James Stephens unintentionally pocket-dialed his boss while conversing with his wife and lost his job because of it. Now, Stephens is suing his boss, Michael Coan, claiming that when the Coen eavesdropped on this conversation it was a violation of the Stephens’ right to privacy.
The day after listening to the conversation between Stephens and his wife, Michael Coan told Stephens he could resign or be fired. Stephens chose to resign. According to James Stephens, Coen often called after hours. After one of these calls, Stephens’s wife Gina had something to say about these frequent intrusions. While the couple was having that discussion, Stephens’s phone dialed Coan’s number from his pocket. Coan overheard the couple talking for about 12 minutes until Stephens realized his phone was connected on a call to his boss. He immediately hung up. The next day when Stephens came in to work he was given the ultimatum to resign or be fired from his six-figure position with the state of Georgia.

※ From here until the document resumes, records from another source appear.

PR #1209, opened 2022-06-18
solution was added

Bielichenko:


src/convertToObject.js
```diff
@@ -3,16 +3,28 @@
...
  * @return {object}
  */
 function convertToObject(sourceString) {
-  // write your code here
+  const obj = {};
+  let arr = sourceString.split(/[:;\n]/);
+
+  arr = arr.filter(item => item && item !== '  ');
+
+  for (let i = 0; i < arr.length; i = i + 2) {
```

The Stephens sued Coan, a Georgia state employee, in his personal capacity, asserting that Coan invaded their right to privacy because he understood the call was inadvertent, and knowingly continued to listen to this private conversation. They claim Coan was legally obligated to hang up. The attorney representing the Stephens, David Guldenschuch said, “[y]ou may not use an electronic device to listen in to a conversation you know to be a private conversation.” According to the complaint, “[r]ather than simply hang up, (Coan) proceeded to violate Georgia law by intentionally acting in a clandestine manner and listening in to a private conversation between Mr. Stephens and his wife Gina inside the Stephens’ private residence.”
Coan’s lawyers filed a motion asking the court to dismiss the lawsuit, claiming Coan is shielded by immunity because as he was acting in his official capacity as a state supervisor and had the right to listen to the conversation of a subordinate employee.

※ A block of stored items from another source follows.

PR #1214, opened 2022-06-19
solution

AKomashchuk:


src/convertToObject.js
```diff
@@ -3,16 +3,35 @@
...
+  const stylesAndProp = sourceString
+    .split(';')
+    .map(item => item.split(': '));
+
+  const reducer = stylesAndProp
+    .filter(item => item.length > 1)
+    .reduce((acc, item) => {
+      const key = item[0].replace('\n', '').trim();
+      const values = item
+        .splice(1).map((value) => value.replace('\n', '').trim());
```
illiarerun, line 26: why don't you just do the same thins as you did with the key?
```suggestion
      const key = item[0].replace('\n', '').trim();
      const value = item[1].replace('\n', '').trim();
```

illiarerun (changes requested):
GJ, now let's work on fixes:

jstmpelowycz (approved):

PR #1218, opened 2022-06-20
implemented convertObject function

omelika:


yanaost (approved):
nice) optionally you could use map to to gather final object

illiarerun (approved):
GJ

PR #1219, opened 2022-06-20
Solution

dimabelotskyi:


ant2nta (approved):

src/convertToObject.js
```diff
@@ -1,18 +1,23 @@
...
  *
  * @param {string} sourceString
  *
  * @return {object}
  */
 function convertToObject(sourceString) {
-  // write your code here
+  const arrayOfStyles = sourceString.split(';')
+    .map(str => str.trim().split(':'))
+    .filter(arr => arr.length > 1);
```
illiarerun, line 12: lest improve readability abit
```suggestion
  const arrayOfStyles = sourceString
    .split(';')
    .map(str => str.trim().split(':'))
    .filter(arr => arr.length > 1);
```

src/convertToObject.js
```diff
@@ -1,18 +1,23 @@
...
+
+  const objectOfStyles = {};
+
+  for (const style of arrayOfStyles) {
+    objectOfStyles[style[0].trim()] = style[1].trim();
+  }
```
illiarerun, line 18: let's use array iteration methods instead, try to od it with reduce with an initial value of `{}`

illiarerun (changes requested):
GJ, let's work on fixes now:

illiarerun (approved):

PR #1239, opened 2022-07-05
Solution

alexbardyshev:


src/convertToObject.js
```diff
@@ -1,18 +1,20 @@
...
+    .split(';')
+    .map(el => el.trim().split(':'))
+    .filter(arr => arr.length > 1);
+
+  for (const style of styleArr) {
+    const key = style[0].trim();
+    const value = style[1].trim();
+
+    cssProperties[key] = value;
+  }
```
solaryasha, line 15: Let's practice `reduce` method (create object and add specific `key`- `value` pairs)

src/convertToObject.js
```diff
@@ -1,18 +1,20 @@
...
-  // write your code here
+  const cssProperties = {};
+  const styleArr = sourceString
+    .split(';')
+    .map(el => el.trim().split(':'))
+    .filter(arr => arr.length > 1);
+
+  for (const style of styleArr) {
+    const key = style[0].trim();
+    const value = style[1].trim();
```
solaryasha, line 12: Use destructuring for these values

solaryasha (changes requested):

src/convertToObject.js
```diff
@@ -1,18 +1,17 @@
...
- * and returns an object where CSS properties are keys
- * and values are the values of related CSS properties (see an exampl in [test file](./convertToObject.test.js))
- *
- * @param {string} sourceString
- *
- * @return {object}
- */
 function convertToObject(sourceString) {
-  // write your code here
+  const callback = (prev, elem) => ({
```
VETALEK, line 4:
```suggestion
  const getStyle = (prev, elem) => ({
```

`callback` is not descriptive name

VETALEK (changes requested):
GJ 👍

VETALEK (approved):
🔥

The Sixth Circuit Court of Appeals (Kentucky is located in the 6th Circuit) decided a similar case in 2015. Huff v. Spaw, 794 F.3d 543 (6th Cir. 2015). In that case, the court held that an individual whose pocket dial was intercepted and recorded by a private party did not have a reasonable expectation of privacy and could receive no remedy in a Title III action.
In the Huff v. Spaw case, James Huff had inadvertently pocket dialed Carol Spaw, who listened to a conversation for 91 minutes between Huff, his wife, and a work colleague. James Huff and his wife Bertha Huff sued Carol Spaw on the grounds that Spaw had intercepted their conversation in violation of Title III of the Omnibus Crime Control and Safe Street Act of 1968. The district court ruled against the Huff couple, holding that both lacked a reasonable expectation that their conversation would not be intercepted. The Sixth Circuit Court of Appeals affirmed the decision against James Huff, but reversed the decision regarding Bertha Huff reasoning that she could not be held responsible for her husband’s pocket-dial.

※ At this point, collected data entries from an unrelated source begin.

PR #1242, opened 2022-07-07
Solution

Sergii2705:


src/convertToObject.js
```diff
@@ -3,16 +3,26 @@
...
+ * and values are the values of related CSS properties
+ * (see an exampl in [test file](./convertToObject.test.js))
  *
  * @param {string} sourceString
  *
  * @return {object}
  */
 function convertToObject(sourceString) {
-  // write your code here
+  return sourceString.split('\n')
```
VETALEK, line 17: better split by `;`,
now you can't parse inline styles

image

VETALEK (changes requested):
Good start 🚀

src/convertToObject.js
VETALEK: yeah, but splitting by `\n` is totally unreliable, cause it is just formatting, and your function shouldn't depend on whether or not I formatted my styles correctly

VETALEK (approved):
🚀

PR #1244, opened 2022-07-07
Solution

frontend112:


meforoma (approved):
really smart 🚀 

the only thing I'd mention is instead of `.map` better use `.forEach` loop, - just because the loop's purpose is to iterate, while `.map` returns a new array.
So might simply be confusing for another developer 🙂

PR #1248, opened 2022-07-10
solution

ClaudiaKalnitskaya:


src/convertToObject.js
```diff
@@ -3,16 +3,28 @@
...
  * @param {string} sourceString
  *
  * @return {object}
  */
 function convertToObject(sourceString) {
-  // write your code here
+  const obj = {};
+  const resultArr = sourceString.split(';')
+    .map(element => element.split(':'))
+    .map(element => element.map(value => value.trim()))
```
```suggestion
    .map(element => element.split(':').map(value => value.trim()))
```
You can map only once

BudnikOleksii (approved):
:+1:

src/convertToObject.js
```diff
@@ -3,16 +3,28 @@
...
+    .filter(element => element.length > 1);
```
ivan-kadykalo, line 21: It is a possible solution, but, you start loop 4 times. Do you really need it? 
You can make all operations from lines 19 to 21 in your forEach loop.

ivan-kadykalo (changes requested):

Gina Stephens does not believe the conversation should have led to her husband losing his job. “If I’m talking to my husband just to kind of de-stress and we’re talking to one another…In my own home, then no I don’t think that should lead to termination.”
Now, a Georgia state court has to decide whether Coan was acting in his official capacity as a state supervisor. If this is the case, he could be granted immunity. If Coan is determined to have acted as a private person then the case will continue.